How Container Group Updates Apply

  • Version edits (restart all replicas): image, command/args, environment variables/secrets, health probes, and Container Gateway settings.
  • Hardware requirement changes: Updating CPU, RAM, GPU, or disk space class keeps current replicas running if their hardware still satisfies the new limits. Instances that no longer meet the requirements are reallocated to compliant nodes, which results in restarts only for the affected replicas.
  • Non-versioned edits (no restart): container group display name, replica count, autoscaler settings do not trigger nodes restart. The container group name itself is immutable once created.
  • Image pulls lock edits: If you change the image, the platform pulls/prepares it first; the Edit action is disabled until preparation completes.

Safer Patterns

  1. Clone live (blue) container group into green deployment with identical config.
  2. Deploy the new version to green; scale to intended replica count and wait for probes to pass.
  3. Run synthetic checks on green (latency, errors, GPU utilization).
  4. Shift traffic to green deployment.
  5. Observe for a soak window.
  6. Retire blue or hold as hot rollback for a defined period. You can also update the blue deployment and switch traffic back to it if needed.
Use blue-green whenever downtime isn’t acceptable. The pattern works for both Gateway and queue based services.

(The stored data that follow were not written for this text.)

Issue #158, opened 2018-09-16
\color{red} crashes parser


ForNeVeR:
Open example program, and enter `\color{red}`. In my case (I was in branch #150) the program has been crashed.

I'm not sure if that's reproducible in the `master` branch but just writing it down for now. Will check after 150 merge.

PR #161, opened 2018-09-22
Fixed issue #158

B3zaleel:


ForNeVeR:
We've found that the issue is already fixed by other commits, and added tests in #223. Thanks for your investigation though!

Issue #99, opened 2017-12-28
Foreground property not working on FormulaControl


samirem:
Setting the Foreground does not change the color of the equation. As far as I know, the only way to change the color is to wrap the string in a \color{...}, but it is not always suitable.

ForNeVeR:
Well, yes, that's a good idea to set the formula default color from the control `Foreground` property. Currently it doesn't work that way, we'll need to fix that. Thanks for the report!

Bez99:
Based on my version, you could use the fgcolor command and put in your desired hex color code or color ratio. Currently it's still being tested.

PR #162, opened 2018-09-22
#99 Support for renderer foreground and background.

B3zaleel:


src/WpfMath/Boxes/CharBox.cs
```diff
@@ -35,7 +35,7 @@ internal GlyphRun GetGlyphRun(double scale, double x, double y)
 
         public override void RenderTo(IElementRenderer renderer, double x, double y)
         {
-            var color = this.Foreground ?? Brushes.Black;
+            var color = this.Foreground ??(renderer.Foreground?? Brushes.Black);
```
ForNeVeR: Instead of adding the complexity here (by adding a public `Foreground` property), I think we could reduce it: let's remove the `Brushes.Black` altogether, and let the renderer to define their default colors as they wish.

src/WpfMath/Rendering/IElementRenderer.cs
```diff
@@ -9,6 +9,16 @@ namespace WpfMath.Rendering
...
     {
+        /// <summary>
+        /// Gets the foreground of this renderer.
+        /// </summary>
+        Brush Foreground { get; }
+        
+        /// <summary>
+        /// Gets the background of this renderer.
+        /// </summary>
+        Brush Background { get; }
```
ForNeVeR: As I said in another comment: let's remove these properties from the base interface. Implementations are free to keep them if required, though.

gnimor:
No update on this? I think this feature is really a show stopper when you want to work with the control in a MVVM project..

ForNeVeR:
This PR has been superseded by #287; the underlying issue is fixed.

Issue #139, opened 2018-07-06
\thinspace exception


AndrewXS:
Start the WpfMath.Example project.
Clear the starting formula in the textbox.
Enter "\\,"
An exception is thrown in TexPredefinedFormulaParser.cs

Bez99:
Are you sure this is an issue. I did exactly what you did and no Exceptions were thrown.

AndrewXS:
I'm running the WpfMath 0.5 code from 2018-05-08. Debug build in VS Enterprise 2017 Version 15.5.6. Just tried again, same problem. You entered the backslash and the comma?

AndrewXS:
No, not a period. However, I just tried all of the spacing commands ( \, \; \: \! ), and they cause the exception.

The attached image shows the exception with \;. (The source is {\;})

![wpfmath_exception](https://user-images.githubusercontent.com/40889744/42620117-8bf4bb5a-85a9-11e8-8d6e-1ea308d2cbae.png)

PR #166, opened 2018-10-11
Support for measurement arguments.

B3zaleel:
This functionality can allow arguments of commands like \raise -0.5em{T} and \kern-2.7 pt J to work, with or without the use of curly braces.

### DIFF
--- a/src/WpfMath/Converters/SVGConverter.cs
+++ b/src/WpfMath/Converters/SVGConverter.cs
@@ -1,4 +1,4 @@
-﻿using System;
+using System;
 using System.Collections.Generic;
 using System.Linq;
 using System.Text;
@@ -11,6 +11,8 @@ namespace WpfMath.Converters
     public class SVGConverter
     {
         private int m_nestedLevel = 0;
+
+        public Queue<Brush> GeometryBrushes = new Queue<Brush>();
 
         public string ConvertGeometry(Geometry geometry)
         {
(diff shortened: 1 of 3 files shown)


src/WpfMath/Converters/SVGConverter.cs
```diff
@@ -12,6 +12,8 @@ public class SVGConverter
     {
         private int m_nestedLevel = 0;
 
+        public Queue<Brush> GeometryBrushes = new Queue<Brush>();
```
ForNeVeR: All changes in this file belong to a separate PR #162. They shouldn't be here.

src/WpfMath/TexFormulaParser.cs
```diff
@@ -290,6 +295,65 @@ private static SourceSpan ReadElement(SourceSpan value, ref int position)
...
+                    return false;
+                }
+                
+            }
+            else
+            {
+                measurementValue = null;
+                return false;
+            }
+        }
```
ForNeVeR: I'm sorry but I can't see how these changes contribute to anything. This method is never called.

src/WpfMath/TexPredefinedFormulaParser.cs
```diff
@@ -173,8 +173,11 @@ public override void Parse(SourceSpan source, XElement element)
                 {
                     formula = new TexFormula();
                 }
-
-                this.TempFormulas.Add(name, formula);
+                if (!this.TempFormulas.ContainsKey(name))
+                {
+                    this.TempFormulas.Add(name, formula);
+                }
```
ForNeVeR: This code is supposed to fix #139 but I don't think this is the right approach: it deliberately ignores the formulas introduced by different commands and merges them into one. I don't think that's right, even if it accidentally works for simple case with `\,` → `\thinspace`.

In other words, `<CreateFormula name="f">` in `\thinspace` should have no relation to `<CreateFormula name="f">` in `\,`. Each `<Formula>` block should get its own name scope.

src/WpfMath/TexPredefinedFormulaParser.cs
```diff
@@ -194,9 +197,13 @@ public TexFormula Result
             public override void Parse(SourceSpan source, XElement element)
             {
                 var name = element.AttributeValue("name");
-                var result = this.TempFormulas[name];
-                Debug.Assert(result != null);
-                this.Result = result;
+                if (this.TempFormulas.ContainsKey(name))
```
ForNeVeR: I don't think we should have this check here either. If the user have defined a `<Return>` block referencing a nonexisting `<Formula>`, then it should be an error. Such cases shouldn't be silently ignored.

ForNeVeR:
Ah, I've found that another solution to #139 has already been provided in #214. It's sometimes hard to be up-to-date to all the stuff.

PR #170, opened 2018-12-05
WIP: Avalonia wpf combined

ahopper:
This adds  support for Avalonia.
Some of the code is from https://github.com/ForNeVeR/wpf-math/pull/98 but modified to change as little code as possible.
This initial version makes no changes to the wpf code other than moving code that can be shared to the SharedMath project.

Most of the duplication can be prevented by factoring out resource access, and typeface and brush usage.


ForNeVeR:
@ahopper looks like use some preview build of Avalonia that's only available in their MyGet channel. Is it intentional?

If so, we shouldn't care about CI status for now. At some later point, I'll fix the scripts so they work with Avalonia's MyGet properly.

But do we really need a preview Avalonia build?

ahopper:
@ForNeVeR I only used the MyGet out of force of habbit. Just tested with the 0.7 release and it is fine. There are issues with the Skia backend and the embedded fonts so it currently only works on windows/d2d. There is an Avalonia pr https://github.com/AvaloniaUI/Avalonia/pull/2162 for this which hopefully will be merged before the next release so probably not worth worrying about CI for now.

ForNeVeR:
Thanks, this code was merged into the temporary "master" Avalonia integration branch in #178.

The current plan is outlined in https://github.com/ForNeVeR/wpf-math/issues/17#issuecomment-453836924; we'll proceed to work on the Avalonia branch in a usual way (through little pull requests — I hope).

Later this year I'll hopefully merge the Avalonia stuff into the master branch.

ForNeVeR:
And, yes, @ahopper, in case it wasn't clear: I really really appreciate your work on the project and the changes you've made to port this code to a more modern version of WPF-Math.

You, guys (I mean all the WPF-Math contributors), are the best. ❤️

PR #172, opened 2018-12-26
Fixed a crash due to Atom source being null when reading source length.

sskodje:
In certain situations, the Source of scriptsAtom is null, like on {\hat T}. This causes the nullreference exception. I'm not clear on wheter it's supposed to be able to null or not, but i believe "position - initialPosition" should always be equal to the source length anyway.


ForNeVeR:
Yes, it is intended to sometimes have `null` value, that's right.

I'm thinking about including and introducing [JetBrains external annotations](https://github.com/JetBrains/ExternalAnnotations) for our code to mark what is nullable and what isn't, but at the same time, C# 8 should be released soonish and we'll be able to do the same annotations with native C# syntax.

So, for now, I'll go ahead, add test for this case and merge your PR. Thanks a lot for your contribution!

Canary deployment (separate deployment)

  1. Stand up a separate deployment running the candidate version (just like blue-green, this is typically another Salad Container Group).
  2. Route a small percentage of traffic.
  3. Promote gradually—1–5% → 25% → 50% → 100%—by adjusting routing weights.
  4. Stop and roll back if metrics degrade—monitor latency, errors and other metrics; if thresholds spike, immediately route traffic back to the stable version.
Canary differs from blue-green in how you expose the new version. Blue-green flips 100% of traffic (or worker load) in one step after validation, giving you instant failback. Canary keeps both versions live and increases traffic to the new version in stages, so you can watch real production metrics while limiting the blast radius.

Batch / Async workloads

  • Blue-green is ideal – Keep the existing (blue) workers finishing running jobs while the new (green) group starts fresh jobs. Because queue consumers pull work rather than receiving routed traffic you can just start the green workers and let them begin consuming when ready.
  • Optional pause/drain – If you cannot run two groups, pause new submissions or drain queues before updating a live group so in-flight work finishes cleanly.
  • Use deletion cost for smooth cutover – After green is stable, scale the blue group to zero without losing active jobs by enabling Instance Deletion Cost. Nodes finish their current tasks before shutting down, so scaling the old version to zero won’t interrupt jobs still processing.

In-Place Update Playbook (maintenance window only)

In-place updates are not recommended for always-on services
  1. Schedule a maintenance window and notify customers.
  2. Over-allocate replicas temporarily – Increase the desired replica count ahead of time so SaladCloud pulls extra nodes and starts the new version faster. Replicas that are still Pending or Deploying are removed first when you scale back down, so pre-warming additional nodes helps you converge on healthy capacity quickly.
  3. Throttle clients / enable back-pressure; increase Gateway timeouts if applicable.
  4. Apply the versioned update (expect immediate restarts for all replicas).
  5. Verify readiness via probes and synthetic checks.
  6. Reopen traffic gradually and watch error rates/latency.

Observability During Rollout

Keep watch on every stage of the rollout so you can detect regressions early and react before customers feel impact. Combine platform probes with external telemetry and synthetic checks to maintain a live picture of the deployment’s health.
  • Enable Probes – Startup + Readiness + Liveness to gate traffic and auto-isolate bad nodes.
  • Centralized logs – Using SaladVCloud Logs or export to your logging stack (Axiom/Datadog/Splunk/HTTP collectors).
  • Synthetic monitoring – Ping your Gateway endpoints on a schedule; fail promotion automatically on regression.
  • Trending metrics – Track GPU utilization, queue depth, error rates, and latency so you can spot capacity or performance regressions as soon as they appear.